The counter-intuitive part is the flour. Authentic castella uses strong bread flour, not cake flour. The higher gluten gives the cake an elastic, bouncy, faintly chewy pull — the opposite of a crumbly Victoria sponge. This is also the cleanest line separating Japanese castella from the modern "Taiwanese castella," which is a jigglier, oil-added, cake-flour cake baked in a water bath — same name, different animal. And that gritty crust on the base? Real sugar: zarame (coarse sugar) sown on the pan bottom, which sinks and partly survives the bake to leave a crunchy sweet floor. It's a defining mark of Nagasaki castella.
Whipped by hand, and meant to be aged
Two old hand skills still define the good stuff. Betsu-date (別立て, "separate beating") whips the whites and yolks apart, meringue-style, for a finer, more uniform crumb than beating whole eggs. Awakiri (泡切り, "bubble cutting") means stirring and cutting the batter with a spatula in the first minutes of baking to pop oversized bubbles and even the heat, so the cake rises flat and fine without cracks or holes — traditional Nagasaki bakers used charcoal kilns and ran bamboo picks through the batter to chase out air pockets.
Then comes the least intuitive instruction of all: castella is not meant to be eaten fresh. It's deliberately rested — wrapped, a day or more after baking — so the crumb settles into its fine, moist, melting texture. A home recipe (per small loaf: 100 g bread flour, 3 eggs, 100 g sugar, honey, a spoon of mizuame, a scatter of zarame) bakes at around 180°C, then gets wrapped and chilled overnight before it's at its best. It's a cake engineered for patience.

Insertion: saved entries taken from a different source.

PR #283, opened 2021-02-09
Temp properties manager

Shursan:
TempProperties registering possibility.
Save in Memory and can be applied again when player entered Game.
You can configure what can go in using  serverproperties.


NetDwarf:
Let's talk on Discord! I sent you a PM :smile_cat:

PR #284, opened 2021-02-09
Introduce PlayerRace class

NetDwarf:
Inline TemplateMgr and SpellMgr
Refactor KeepGuard


NetDwarf:
This is supposed to be a refactoring overall with only one actual change to behavior, which is that guards can have slightly different races now. I did that because it was more natural to use a CharacterClass as a base for the selection of races for the semi class based keep guards (and Doppelganger).

PR #286, opened 2021-02-10
TempProp Manager

Shursan:
Allowing tempproperties to be registered and reapplied on player connect


NetDwarf:
Okay, just tried and seems to work like a charm. :+1:

PR #287, opened 2021-02-14
Crafting memory possibility

Shursan:
Added crafting memory possibility.
Added crafting sell price control to livelike (95% of cost)
Added crafting memory reload command (can be used for clean up memory on change)


Shursan:
maybe for works fine it need tolower id_nb into database
i don't want to cast tolower check in c# as it taking much time.

UPDATE itemtemplate
SET 
    id_nb = LOWER(id_nb);

Shursan:
sellingpricecontrol

NetDwarf (changes requested):
As always review is done in good faith and not meant as an offense :sweat_smile: So without further ado here are my requests:

1. Encapsulate members of CraftedItemCache
2. Move caching mechanism out of GamePlayer (not its responsibility)
3. in addition also separate behavior (added code in GamePlayer.CraftItem does at least two different things)
4. Remove commented code (or uncomment, but I didn't look into it)
5. Is a new Serverproperty really necessary? Any contraindication to just force it?
6. Require the least amount of changes to DB as possible (since it's a caching mechanism it should require no changes to DB)

Shursan:
6/ As i remember it was done like this because:

SQL checks find results if you write all in uppercase or lowercase.. 
but into memory list it is not the same, if u got a record into crafteditem with id_nb = TEST_ITEM and the itemtemplate is Test_Item, it will not find it.. It's why it's required.

5/ I always prefer to give choice to use it or not.

4/Maybe all the commented code can be removed... It's just if u want to load all into memory at startup. first time i have write it i have done it like this, but after somes reflexions, we have choosen to only loads into memory crafteditem on runtime when used in game.

Graveen:
Nice to see your PRs here @Shursan 

On my side, i would like to better understand why you implemented this: what is the initial issue, and what are the drawbacks. Did you notice a bottleneck on DB accesses ? What is the final size of the cache ? Any idea of the .ToLower() overhead (could be long but is done once) ? Last but not last, i see 95% of the price. This 95 would deserve an SP.

Based on the answer the SPs could be totally inutiles - if we are under reasonnable memory consumption and cache building time, the cache way must be used.

Last thing, i think we should rename the english text (and the SP too) - it is confusing. IE 'Reset crafting memory' could be 'Craft RAM cache reload"

This is an interesting PR to discuss, because it somehow twisting things. The database role is to serve datas, while gamserver.dll is a client. While implementing caches, we are twisting roles and perhaps improving DB layer instead would be far better. But it is a big big topic !

Thank you for the work @Shursan  :)

NetDwarf:
Sorry for answering so late.

I'm going to make a test for GamePlayer.CraftItem so we can measure the actual effect. However we also need to do something to improve readability and therefore maintainability of this patch.

NetDwarf:
Okay, I tested a lot of stuff, tho I'm going to commit only one explicit test.

My findings: 
- CraftedItemCache/-Manager is about 2-times faster than native implementation
- I tested both the newest and the first commit only and found no performance difference (which is to be expected, but I wanted to know)
- test with a recipe where the ingredient items are missing was exactly as fast the working recipe with CraftedItemCache (I removed that test, because there is no point in testing broken recipes)
- database tables have a PreCache setting which - when enabled on CraftedItem CraftedXItem - consumes  roughly 12MB of additional memory with a full crafting DB
- with PreCache enabled the speed is about the same to CraftedItemCache/-Manager

I was not aware of that setting until I made that test. 

My proposition is therefore #288 instead and add the price correction mechanism afterwards.

NetDwarf:
#289 should address performance and price change. I'm therefore closing this PR.

PR #289, opened 2021-02-20
Add option to adjust Recipe.Product.Price

NetDwarf:
Add Recipe class
Add RecipeDB which caches Recipes on access
Add Recipe.SetRecommendedProductPriceInDB (implementation from @Shursan )
Add ServerProperty to control the setting of recipe product prices (opt-in)


NetDwarf:
Notes: 
- performance test (1000x call to Player.CraftItem on existing recipe) got down from ~4s to 40-70ms
- RecipeDB also caches invalid recipe queries to avoid ObjectDB queries

I mostly tried to keep behavior as is, however I removed one segment:
`string adjItem = itemToCraft.Id_nb+(GetQuality(player, recipe).ToString());`
`ItemTemplate adjItemToCraft = GameServer.Database.FindObjectByKey<ItemTemplate>(adjItem);`
`if (adjItemToCraft != null)`
`{`
`        newItem = GameInventoryItem.Create(adjItemToCraft);`
`}`
`else`
`{`
`        newItem = GameInventoryItem.Create(itemToCraft);`
`} `
and replaced it with this one:
`newItem = GameInventoryItem.Create(product);`

It was done in an attempt to simulate quality based consumables and such, but was never actually done in DB - at least not on Storm. This should be done another way if at all (it serves no purpose on Live afaik).

Graveen:
Very nice TY !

The houses that kept the cake
The most Japanese thing about castella may be its makers. Nagasaki's castella houses are startlingly old and still trading. Fukusaya (福砂屋) dates to 1624 and trademarks itself Castella Honke — "the originator" — still baking entirely by hand, one artisan cracking, whipping, mixing, and baking a whole batch, its logo a Chinese good-luck bat. Shooken followed in 1681, Iwanaga Baijuken in 1830, and Bunmeidō in 1900 — the house that turned a regional souvenir into a national teatime staple after the war, on the back of a can-can-dancing-bears TV jingle that nearly everyone in Japan can still sing: "Kasutera ichiban, denwa wa niban…" ("Castella is No. 1, the telephone is No. 2, and the three-o'clock snack is Bunmeidō").
And there's the paradox that makes castella more than a recipe. The Portuguese who brought it were expelled — Christianity was banned, the traders barred by 1639, the country sealed. Japan threw out the missionaries and kept the cake. Over four centuries it married the local pantry so thoroughly that a Taishō-era hybrid called "Siberia" — two slabs of castella sandwiching a layer of yōkan, the firm azuki-bean jelly — folds this Portuguese sponge straight into Japan's own red-bean tradition. That's the real lesson hiding in a souvenir box: wagashi isn't a sealed set of ancient recipes but a living culture that absorbs, subtracts, and naturalizes. Castella is the proof — the one traditional Japanese sweet whose passport says Portugal, made Japanese not by its origin but by everything Nagasaki chose to leave out.